Il y révèle des détails jusqu’alors ignorés sur son combat intime contre la dépression à l’adolescence, survenue après le décès de sa mère, ainsi que sur les tourments intérieurs d’un introverti brutalement propulsé sous les feux des projecteurs après le sacre en Coupe Davis en 2000.

1. Un vrai choc des visions entre Alcaraz et FerrerO

Les germes de la rupture Alcaraz-Ferrero étaient disséminés dans un désaccord fondamental sur la marche à suivre pour rester au sommet du tennis mondial. Ferrero, qui se définit lui-même comme un méticuleux et rigoureux, a reconnu que sa conception de la discipline se heurtait régulièrement à l’approche plus décontractée d’Alcaraz.

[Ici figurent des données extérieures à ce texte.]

PR #4473, opened 2023-02-16
Publisher: Report also crashed creators and convertors

iLLiCiTiT:
## Brief description
Added crashes of creators and convertos discovery (lazy solution).

## Description
Report in Publisher also contains information about crashed files caused during creator plugin discovery and convertor plugin discovery. They're not separated into categroies and there is no other information in the report about them, but this helps a lot during development. This change does not need to change format/schema of the report nor UI logic.

## Testing notes:
1. Cause a crash in Creator plugin on import (e.g. add `import foobar` to file)
2. Open Publisher
3. Go to 'Report' tab
4. Go to crashed plugins information
5. The crashed file with creator should be there

### DIFF
--- a/openpype/pipeline/create/context.py
+++ b/openpype/pipeline/create/context.py
@@ -21,6 +21,7 @@ from openpype.lib.attribute_definitions import (
 )
 from openpype.host import IPublishHost
 from openpype.pipeline import legacy_io
+from openpype.pipeline.plugin_discover import DiscoverResult
 
 from .creator_plugins import (
     Creator,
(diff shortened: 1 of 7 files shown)


kalisp:
Publisher fails with:
2023-02-16 11_42_28-Window

iLLiCiTiT:
> Publisher fails with:

Should be fixed

kalisp:
Now it works, it shows failed creator in `Crashed plugins`.

Not sure if it because this PR but after fixing creator again and hitting Refresh:
2023-02-16 12_44_36-Window

iLLiCiTiT:
> Not sure if it because this PR but after fixing creator again and hitting Refresh:

Don't know either will discover

iLLiCiTiT:
> Don't know either will discover

Wasn't cause by this PR but is fixed.

kalisp (approved):

PR #4474, opened 2023-02-16
Publisher: Fix compatibility of QAction in Publisher

iLLiCiTiT:
## Brief description
Fix `QAction` for older version of Qt bindings where QAction requires a parent on initialization.

## Description
This bug was discovered in Nuke 11. Fixed by creating QAction when QMenu is already available and can be used as parent.

## Testing notes:
1. Open Publisher in Nuke 11
2. Should not crash


antirotor:
Not so easy to test because of #4475 🤣

antirotor (approved):
Works!

PR #4477, opened 2023-02-16
Unreal: Render Creator enhancements

simonebarbieri:
## Brief description
Improvements to the creator for render family

## Description
This PR introduces some enhancements to the creator for the render family in Unreal Engine:
- Added the option to create a new, empty sequence for the render.
- Added the option to not include the whole hierarchy for the selected sequence.
- Improvements of the error messages.

## Additional info
Requires #4370 

## Testing notes:
1. Try create a new render instance with the option of creating a new Level Sequence.
2. Try create a new render instance with and without using the hierarchy (to use the hierarchy, it will be necessary to have loaded a layout with a hierarchy).


antirotor (changes requested):
When I use it with  "add Level Sequence" it works, but it doesn't add the newly created sequencer to the rendering instance - I need to do it manually:

image

The **Render...** will not issue any warning, it just do nothing. I guess we need to handle that too. 

Also - we need to address the `renders` root for Anatomy as it is not in default Anatomy and needs to be configured to make rendering work. But that should be done probably in accordance with #4583 as separate PR

antirotor (changes requested):
I think we are almost there - the only issue I've found is this:

image

that without changing anything, the render creates 0-149 but everything is expecting 1-150

antirotor (approved):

Confirmant ces différences d’approches déjà visibles dans le documentaire Netflix A mi manera, Ferrero a été on ne peut plus direct : « Sa conception du travail et du sacrifice est différente de la nôtre » (« su entendimiento del trabajo y del sacrificio es diferente al nuestro »).

Cela me laisse douter qu’il puisse un jour s’imposer comme le meilleur de tous les temps.

Ferrero a même exprimé une véritable inquiétude. Le besoin d’Alcaraz à se ressourcer mentalement et à multiplier les escapades – comme son séjour à Ibiza avant Wimbledon – risquent selon lui de compromettre ses chances de laisser une empreinte majeure. Ferrero ose : « Cela me fait douter qu’il puisse devenir le meilleur de l’histoire. »

L’entraîneur espagnol maintient son analyse, même si Alcaraz est en avance sur tous les temps de passage après son septième sacre majeur à 23 ans : « Ces distractions sont souvent très tentantes et peuvent leur faire perdre toute concentration ».

Juan Carlos Ferrero, Miami 2023
Juan Carlos Ferrero, Miami 2023 | © Tennis Majors

Ferrero dément en revanche les rumeurs selon lesquelles sa volonté de ne pas s’entraîner à Murcie serait à l’origine de la rupture. Il a catégoriquement réfuté avoir exigé qu’Alcaraz élise domicile dans son académie, tout comme l’idée que le souhait du Murcien de s’entraîner dans sa ville natale ait pu être source de tension. Aux dires de Ferrero, « l’équipe avait déjà accepté il y a deux ans le besoin d’Alcaraz de s’entraîner plus régulièrement à Murcie ».

2. La rupture du contrat : pourquoi la reconduction automatique a tourné court

Une des révélations majeures de l’interview concerne la dimension juridique de la collaboration Alcaraz – Ferrero. L’Espagnol a expliqué qu’ils fonctionnaient sur la base d’un contrat annuel qui, sauf volonté d’une des parties de modifier les termes de l’accord, se renouvelait automatiquement.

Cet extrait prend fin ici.